紅燭終於燃盡,從紙窗中向外望去,灰濛濛的天邊已經泛起了魚肚白,想是快要日升,一夜又將過去。
君卿伸了伸懶腰,摟緊懷中人,心下十分不是滋味。不知兩人相依還能走過幾個這樣的夜晚吶。眼睛些發澀,想要閉上眼小憩一會時耳邊卻傳來了合歡的聲音。
淡淡的沙啞,更像是風中那隻紙鳶,怕是一個不經意便會飛走。
“值嗎?”他問他。
值嗎?
君卿也這樣問過自己。做神仙是多麼的逍遙自在,他可以揚高下巴站立在萬萬人之上,垂目俯瞰蒼生,而這些疾苦的人們不過滄海一粟,轉眼間便會如殘葉般逝去。

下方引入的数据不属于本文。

Issue #867, opened 2019-04-29
ElasticSearch support for go-kit Logger


shkov:
Do you want to make it possible to send logs to elastic by interval? Logrus allows you to do this through a `logger.Hooks.Add(hook)` and by helper packages like https://github.com/sohlich/elogrus

ChrisHines:
I think it would be interesting to see some design ideas for this. Hopefully it could be implemented as a `log.Logger` wrapper or middleware. Is this something you would like to work on and contribute?

shkov:
Yes, it's interesting for me. I will try to implement this in the near future.

shkov:
I have some design doubts.
I am going to make a `log.Logger` wrapper, which will send logs to elastic by `BulkProcessor` https://github.com/olivere/elastic/wiki/BulkProcessor. Should it look like I pass the elastic client inside the wrapper, or should I connect to the elastic inside? I think the second option is better, since the connection loop is needed because the elastic client returns an error if elastic is not available. Maybe I should pass an interface with single method like sendBatch() inside?

peterbourgon:
Although I'm happy to review a design doc and/or PR, I'm really dubious that this kind of functionality belongs in core Go kit. My intuition is that it's much better as a third-party adapter.

PR #872, opened 2019-05-06
add log.Logger wrapper

shkov:
new log.Logger wrapper for https://github.com/go-kit/kit/issues/867

### DIFF
--- a/log/log.go
+++ b/log/log.go
@@ -73,6 +73,31 @@ func WithPrefix(logger Logger, keyvals ...interface{}) Logger {
 	}
 }
 
+// Flusher is the interface for sending your logs to analytical systems so
+// you can analyze and aggregate them. Implementations may involve a buffer
+// cleared by interval or sending to any database directly
+// also they must be safe for concurrent use by multiple goroutines.
+type Flusher interface {
+	Flush(keyvals ...interface{}) error
+}
+
+// WithFlusher returns a new contextual logger with passed Flusher.
+//
+// The returned Logger replaces all value elements (odd indexes) containing a
+// Valuer with their generated value for each call to its Log method.
+func WithFlusher(logger Logger, flusher Flusher) Logger {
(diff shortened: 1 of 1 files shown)


peterbourgon:
Is this not an easier approach?

```go
type FlushingLogger struct {
	next log.Logger
	flusher Flusher
}

func (fl FlushingLogger) Log(keyvals ...interface{}) error {
	fl.next.Log(keyvals...)
	fl.flusher.Flush(keyvals...)
	return nil
}
```

shkov:
Do I understand correctly that if i don’t increase the length of keyvals, then there will be no problems with context stack depth consistency?

shkov:
I just feared it https://github.com/go-kit/kit/blob/master/log/log.go#L88

ChrisHines:
I don't want to see `log.context` grow more functionality.

You don't need to worry about the stack depth problem if all the wrapping layers are built up before `log.With` is used on them.

As for the functionality in this PR, the `Flush` method introduced here has the exact same signature as the `Log` method of the `log.Logger` interface. It's not clear to me how this adds any value. An implementation of `log.Logger` can do everything that an implementation of a `log.Flusher` can. A `log.Logger` implementation that adds some buffering or writes to a DB, or whatever works just fine without introducing any new abstractions.

shkov:
It turns out that I can implement my own `log.Logger`, which can write to elasticSearch. I'm not sure now that core of Go kit needed more functionality. Maybe you would like to see the implementation of sending logs to elastic inside of go-kit or something else?

peterbourgon:
My comment in #867 stands:

> Although I'm happy to review a design doc and/or PR [for Elasticsearch support], I'm really dubious that this kind of functionality belongs in core Go kit. My intuition is that it's much better as a third-party adapter.

More concretely, I don't really want to have to maintain Elasticsearch integration tests for the lifetime of Go kit.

只是縱然有無情之人也必定是沒有遇到真愛,一旦得到了才知曉是拔不出來了,這世間有冷有暖,有情有愛,勝過天界千載,這樣的一輩子就算連百年都不到又如何?
君卿想起了在花街裡常聽到的一首曲子“微風飄飄,燭影緲緲,與君共飲一杯酒,良辰一刻,人生幾何?不如一醉解千愁。”
廟頂的飛天圖被初升的朝陽映出一輪血紅,那慈悲的菩薩,那兇悍的修羅,那面帶悲憫的佛祖,明明已經看了幾百年,而今呈現在眼前卻是煥然一新。幾縷日光躍上了窗欞,投在了青石磚上,君卿將嘴唇湊近了合歡耳邊,兩人十指相扣,趁著合歡一個不注意“吧唧”一口親在了他的臉頰上,這下佔了便宜,小君爺終於樂了,他摟著合歡恨不得把人揉進骨子裡,嘴邊上是溢位的甜蜜:“一開始不值,這下值了。”
第25章
凡界的日子不比天界,朝朝暮暮之隙時間過得飛快,抬頭時日頭剛過正中,轉眼間天邊流雲就被晚霞染紅一片。立夏過了便是小暑,好不容易熬過了大暑,立秋和白露又匆匆而至,不待空氣中那一絲秋韻消散,霜降後便是立冬了。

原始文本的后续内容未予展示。